Jolanda the home help says I should be more active. As if she’s so active herself with that fat behind. After next week she won’t be coming again. “I’ve got better things to do than wash bottoms for the rest of my life.”

Four nights ago I had a fall. I went to fetch a glass of water from the bathroom and slipped and hit my head on the edge of the sink. I lay there floundering on the tiles like a fish, terrible pain from my waist to my knee. I dragged myself to the bedroom and pulled the phone down from the bedside table. They had to call an ambulance. Woke the lady next door for the key. My hip was dislocated and I had a bump on my head. X-rays, the whole song and dance. Luckily nothing was broken and there was no need for surgery. The specialist arranged for a general anaesthetic and worked the hip back into the socket. They kept me in for three nights and now I’m at home with Yvonne, a nurse, barely twenty. I can’t move my leg and I get shooting pains right down to my toes. “It needs time,” Yvonne says. Suits me, I’ve got more than enough of that, although now and then it seems as if it’s run out, and I’m sick to the back teeth of it. Sometimes I hobble to the toilet on crutches and the rest of the time I lie by the window. Once I thought I saw White Feather flying, a twig in her beak, but it happened so quickly it may have been one of the others.

Baking hot. I don’t wind up the awnings any more. They give the furniture an orange glow. My daughter from Prinsenbeek rang to say that she can’t come this week. The baby has chicken pox. Covered in spots, and in this heat. A tingle in my leg. At three I drink the last of the Beerenburg. Nel still has to go to a high plateau for two days, then there’s a day in the metropolitan city of Colombo, to buy souvenirs. From there they get a transfer to the airport, “for your return journey or your flight to your next destination.” Oh please, no.

She came straight here from the airport. It was still early. I was leaning on my crutches watering the geraniums as best I could with the coffee pot. The watering can’s still too heavy. It took me a few minutes to get to the door. There she stood, with a bag full of wooden carvings and hand-painted textiles. We hugged each other.

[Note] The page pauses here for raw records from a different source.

PR #970, opened 2019-02-07
Add a versions dropdown to the html sidebar

### LINKED ISSUE #964: A dropdown for selecting package version
Currently if I want to read documentation for some specific version of a package I have to manually edit the url.I think it would be nice if we had a dropdown where it currently shows the version to select the desired one. I can take this one if you guys think that it makes sense

michallepicki:
* add `javascript_config_path` config
* generate versions dropdown using javascript when `versionNodes` is defined

Closes #964 

[demo](https://michallepicki.github.io/ex_doc/doc/)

“Peg-leg. We’re going to make up for lost time,” she said. “Promise.”

I’d cooked the endive the night before, her favorite.

“Tastes good, Daniel my sweet.”

“Do you have enough there, young lady?”

She ate it all up, and then came the stories. No need for me to remember everything, she said, as she’d written it all down. For a while we lay on the bed the health service set up for me in the living room. Yvonne had put clean sheets on and I’d got her to buy eggs for breakfast. After barely an hour Nel suddenly wanted to go home. It wasn’t even nine o’clock.

“A taxi costs seventeen euros,” I said.

“I need a wash and my house is a mess.”

I couldn’t face watching the taxi drive away for the second time this month, so I didn’t wave.

I tug at the curtain. I can’t get it properly closed. A beam of light falls across the blanket on the bed. On the coffee table is an elephant of dark gleaming wood. “Elephants are very social animals,” Nel tells me. It’s as if he’s got lost.

“Sleep well, Daniel,” I whisper and turn out the light. The pain in my leg has flared up; it seems to be getting worse. I lie on my back waiting for sleep to come. That blackbird’s here again. With his song he announces the coming of dark.